The NIR region covers wavelengths from 0.75 to 3 μm, and InGaAs has a spectral response from 0.9 to 1.7 μm. The material is very sensitive and has good linearity. Its high damage threshold allows direct beam illumination of the sensor for laser beam profiling. VDS Vosskühler GmbH of Osnabrück, Germany, recently introduced the NIR-600P, a cooled camera with industry-friendly C-mount lenses and a Camera Link or Gigabit Ethernet interface. It has 640 × 512 pixels and 14-bit grey scale and operates at 30 fps. It also has a trigger mode and can grab single images on demand. Besides laser beam profiling, it detects hot objects and sorts various types of plastic.

More affordable lower resolution 1/4 VGA models also are available from VDS, with both Camera Link and Gigabit Ethernet interfaces and in cooled or uncooled versions. The XEVA-FPA-640 from XenICs NV of Louvain, Belgium, is a compact camera head with integrated temperature control and low-noise circuitry, and a USB interface for computer control. The same company makes the XS-FPA-1.7-320 camera, which uses an uncooled InGaAs array. Introduced in 2006, this camera’s sensor is only 1/4 VGA, but it is well suited to industrial applications because of its compact size, C-mount lens, USB 2 control and data interface, and Windows-based software.

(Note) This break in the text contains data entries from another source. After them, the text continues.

PR #176, opened 2023-12-07
feat: Add missing support for arbitrary and semantic colors

magnuh:
- Add support for css variables in arbitrary values for border and divide
- Add support for css variables in arbitrary values for text
- Add support for color and css variables in arbitrary values for outline
- Add support for semantic classes setting divide color

Co-authored by: @Skadefryd

### DIFF
--- a/src/_rules/color.js
+++ b/src/_rules/color.js
@@ -12,6 +12,7 @@ export const textColors = [
 //  ['text-inherit', { 'color': 'inherit' }], // This class currently sets "text-align: inherit;" in align.js
   ['text-transparent', { 'color': 'transparent' }],
   ['text-current', { 'color': 'currentColor' }],
+  [/^text-\[(.+)]/, ([, p]) => ({ 'color': p.startsWith('var') ? p : `var(${p})` })],
 ];
 
 export const bgColors = [
--- a/src/_rules/outline.js
+++ b/src/_rules/outline.js
@@ -5,6 +5,13 @@ const outlineNone = {
   'outline-offset': '2px',
 };
 
+export const outlineColors = [
+  ['outline-inherit', { 'outline-color': 'inherit' }],
+  ['outline-transparent', { 'outline-color': 'transparent' }],
+  ['outline-current', { 'outline-color': 'currentColor' }],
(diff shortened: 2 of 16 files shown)


felicia-haggqvist (approved):

felicia-haggqvist (approved):

src/_rules/color.js
```diff
@@ -12,6 +12,7 @@ export const textColors = [
 //  ['text-inherit', { 'color': 'inherit' }], // This class currently sets "text-align: inherit;" in align.js
   ['text-transparent', { 'color': 'transparent' }],
   ['text-current', { 'color': 'currentColor' }],
+  [/^text-\[(.+)]/, ([, p]) => ({ 'color': p.startsWith('var') ? p : `var(${p})` })],
```
BalbinaK, line 15: Since we use `^` to match the beginning, shouldn't there be `$` after `]` to mark the end of the string?

src/_rules/outline.js
```diff
@@ -5,6 +5,13 @@ const outlineNone = {
   'outline-offset': '2px',
 };
 
+export const outlineColors = [
+  ['outline-inherit', { 'outline-color': 'inherit' }],
+  ['outline-transparent', { 'outline-color': 'transparent' }],
+  ['outline-current', { 'outline-color': 'currentColor' }],
+  [/^outline-\[(.+)]/, ([, p]) => ({ 'outline-color': p.startsWith('var') ? p : `var(${p})` })],
```
BalbinaK, line 12: same here about `$` at the end of the expression

src/_rules/color.js
BalbinaK, line 15: Have you also discussed accepting arbitrary values for text size? We have support for arbitrary values for line-height in [/_rules/typography.js](https://github.com/warp-ds/drive/blob/next/src/_rules/typography.js#L12):
```
[/^leading-\[(.+)(rem|px)?\]/, ([, value, unit], context) => ({ 'line-height': resolveArbitraryValues(value, unit, context) })]
```

If it was considered to target classes with `/^text-\[(\d+)(rem|px)?\]$` then the rule like `/^text-\[(.+)]/` might take over.

PR #180, opened 2023-12-22
feat: support arbitrary values for flex-basis, flex-grow, flex-shrink, grid-auto-rows, grid-auto-columns

felicia-haggqvist:
Fixes JIRA ticket: [WARP-412](https://nmp-jira.atlassian.net/browse/WARP-412)

- Added support for arbitrary values for flex-grow and flex-shrink, following the unit-less convention, for example: `shrink-[5]`, `grow-[4]`
- Added support for arbitrary values for flex-basis, follows a unit-less + unit convention, for example: `basis-[32]` ,`basis-[15px]`
- Added support for arbitrary value for grid-auto-rows, grid-auto-columns, following both, unit + unit-less convention, underscore convention + letter + parenthesis, for example: `auto-rows-[minmax(0,2fr)]`, `auto-cols[20px_30px_0%]`
- Updated `content-none` to set `{content: none}` instead of `’””’`.
- Added tests for arbitrary values for flex-basis, flex-grow, flex-shrink, grid-auto-rows, grid-auto-columns, background-position (currently commented out), content-none, content-empty, and content-[””]

**Note 1:**
Not sure if the refactoring of `content-none` would mean a breaking change? 

**Note 2:**
Wait with adding support to arbitrary values for background-position until changes from JIRA ticket [WARP-415](https://nmp-jira.atlassian.net/browse/WARP-415) has been merged. Need to find a way to not break support for arbitrary values for background-color since both background-position and background-color start with `bg-`.

### DIFF
--- a/src/_rules/background.js
+++ b/src/_rules/background.js
@@ -1,4 +1,4 @@
-import { positionMap, globalKeywords, makeGlobalStaticRules } from '#utils';
+import { positionMap, globalKeywords, makeGlobalStaticRules, handleComplexArbitraryValues } from '#utils';
 
 export const backgrounds = [
   // size
@@ -37,13 +37,16 @@ export const backgrounds = [
   ['bg-origin-content', { 'background-origin': 'content-box' }],
   ...makeGlobalStaticRules('bg-origin', 'background-origin'),
 
-  //arbitrary
-  [/^bg-\[(.+)]/, ([, p]) => {
+  // matching arbitrary values
+  [/^bg-\[(.+)]/, ([, p, unit, context]) => {
     if (p.startsWith('url')) {
       // Process url(var(--something)) and extract the var itself -> --something
       const urlAsVar = p.match(/url\(var\(([^)]*)/)?.[1];
       return { 'background-image': urlAsVar ? `var(${urlAsVar})` : p };
+    } else if (p.startsWith('var')) {
+      return { 'background-color': p.startsWith('var') ? p : `var(${p})` };
+    } else {
+      return {'background-position': handleComplexArbitraryValues(p, unit, context)}; 
     }
-    return { 'background-color': p.startsWith('var') ? p : `var(${p})` };
   }],
 ];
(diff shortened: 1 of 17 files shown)


src/_rules/background.js
```diff
@@ -37,13 +37,16 @@ export const backgrounds = [
...
-  //arbitrary
-  [/^bg-\[(.+)]/, ([, p]) => {
+  // matching arbitrary values
+  [/^bg-\[(.+)]/, ([, p, unit, context]) => {
     if (p.startsWith('url')) {
       // Process url(var(--something)) and extract the var itself -> --something
       const urlAsVar = p.match(/url\(var\(([^)]*)/)?.[1];
       return { 'background-image': urlAsVar ? `var(${urlAsVar})` : p };
+    } else if (p.startsWith('var')) {
+      return { 'background-color': p.startsWith('var') ? p : `var(${p})` };
```
magnuh, line 47: This won't work as it will only enter this if clause when p starts with "var". 😄
I have this covered in my branch (with color/variable fixes) though... 😄 So you could just remove this part for now. 🙂

src/_rules/background.js
```diff
@@ -37,13 +37,16 @@ export const backgrounds = [
   ['bg-origin-content', { 'background-origin': 'content-box' }],
   ...makeGlobalStaticRules('bg-origin', 'background-origin'),
 
-  //arbitrary
-  [/^bg-\[(.+)]/, ([, p]) => {
+  // matching arbitrary values
+  [/^bg-\[(.+)]/, ([, p, unit, context]) => {
```
magnuh, line 41: This does not look right? 🤔 It has only one matching group, so unit won't work... and context is supposed to go as the second parameter for the arrow function and not in the first array of matching groups. 🙂

magnuh:
> **Note:** Not sure if the refactoring of `content-none` would mean a breaking change?

Even though it might break for anyone that has used it, I would still consider it a bug fix, since it was not working as expected before. 😄 (Tailwind also sets it to `content: none`)

src/_rules/background.js
felicia-haggqvist: Oh you’re right! 🙈

magnuh (approved):

PR #181, opened 2023-12-29
feat: support arbitrary values for order, columns and transition-timing

felicia-haggqvist:
Fixes JIRA ticket: [WARP-413](https://nmp-jira.atlassian.net/browse/WARP-413)

- Adjust rule for order to only accept 1-12, and add support for arbitrary values for order following the unit-less convention, for example: `order-[14]`

- Add support for columns (accept 1-12), as well as, support arbitrary values for columns, following the unit-less convention, for example: `columns-[13]`

- Add support for arbitrary values for transition-timing function, following a unit-less convention together with `cubic-bezier`, for example: `ease-[cubic-bezier(0.95,0.05,0.795,0.035)]`

- Add tests for order, columns and transition-timing

### DIFF
--- a/src/_rules/layout.js
+++ b/src/_rules/layout.js
@@ -21,15 +21,14 @@ export const overflows = [
 ];
 
 export const columns = [
-  [
-    /^columns-([1-9]|1[0-2])$/,
+  ['columns-auto', { 'columns': 'auto' }],
+  
+  [/^columns-([1-9]|1[0-2])$/,
     ([, d]) => ({ 'columns': h.number(d) }),
     { autocomplete: 'columns-<num>' },
   ],
-  ['columns-auto', { 'columns': 'auto' }],
   // matching arbitrary values
-  [
-    /^columns-\[(\d+)?]$/,
+  [/^columns-\[(\d+)?]$/,
     ([, d]) => ({ 'columns': h.number(d) }),
     { autocomplete: 'columns-<num>' },
   ],
--- a/src/_rules/layout.js
+++ b/src/_rules/layout.js
@@ -28,7 +28,7 @@ export const columns = [
     { autocomplete: 'columns-<num>' },
   ],
   // matching arbitrary values
-  [/^columns-\[(\d+)?]$/,
+  [/^columns-\[(\d+)]$/,
     ([, d]) => ({ 'columns': h.number(d) }),
     { autocomplete: 'columns-<num>' },
   ],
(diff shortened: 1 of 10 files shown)


src/_rules/layout.js
```diff
@@ -17,3 +19,18 @@ export const overflows = [
...
+export const columns = [
+  [
+    /^columns-(\d+)$/,
+    ([, d]) => ({ 'columns': h.number(d) }),
+    { autocomplete: 'columns-<num>' },
+  ],
+  ['columns-auto', { 'columns': 'auto' }],
+  // matching arbitrary values
+  [
+    /^columns-\[(.\d*)?]$/,
```
magnuh, line 32: Should this be something like 
```suggestion
    /^columns-\[(\d\d*)?]$/,
```
to not accept things like `columns-[z33]`? 🤔

src/_rules/layout.js
```diff
@@ -17,3 +19,18 @@ export const overflows = [
...
+export const columns = [
+  [
+    /^columns-([1-9]|1[0-2])$/,
+    ([, d]) => ({ 'columns': h.number(d) }),
+    { autocomplete: 'columns-<num>' },
+  ],
+  ['columns-auto', { 'columns': 'auto' }],
+  // matching arbitrary values
+  [
+    /^columns-\[(\d*)?]$/,
```
magnuh, line 32: Should we allow empty brackets here? Or should it be changed to:
```suggestion
    /^columns-\[(\d+)]$/,
```

felicia-haggqvist: no you are right! We probably don't want to allow empty brackets. 😄 I'll change it!

src/_rules/position.js
```diff
@@ -7,13 +7,19 @@ export const positions = [
...
+    /^order-([1-9]|1[0-2])$/,
     ([, d]) => ({ 'order': h.number(d) }),
     { autocomplete: 'order-<num>' },
   ],
   ['order-first', { order: '-9999' }],
   ['order-last', { order: '9999' }],
   ['order-none', { order: '0' }],
+  // matching arbitrary values
+  [
+    /^order-\[(\d*)?]$/,
```
magnuh, line 19: Same here I guess? 🙂 
```suggestion
    /^order-\[(\d+)]$/,
```
...or if we want to allow empty brackets we could just remove the question mark in the end `/^order-\[(\d*)]$/` 🙂

felicia-haggqvist: I don't see why a user should just add an empty bracket, so maybe it's best if I change it so that we don't allow it :)

magnuh (approved):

Silicon sensors respond to wavelengths up to 1100 nm and are much cheaper than InGaAs, so vision integrators sometimes use CCD cameras with filters to block the ambient visible light as a low-cost way to access part of the NIR region. VDS Vosskühler’s CCD1020, for example, provides megapixel resolution with 12-bit output and high sensitivity in the NIR.

Whichever approach a customer uses, NIR machine vision looks set to increase its impact on industrial inspection activities in 2009.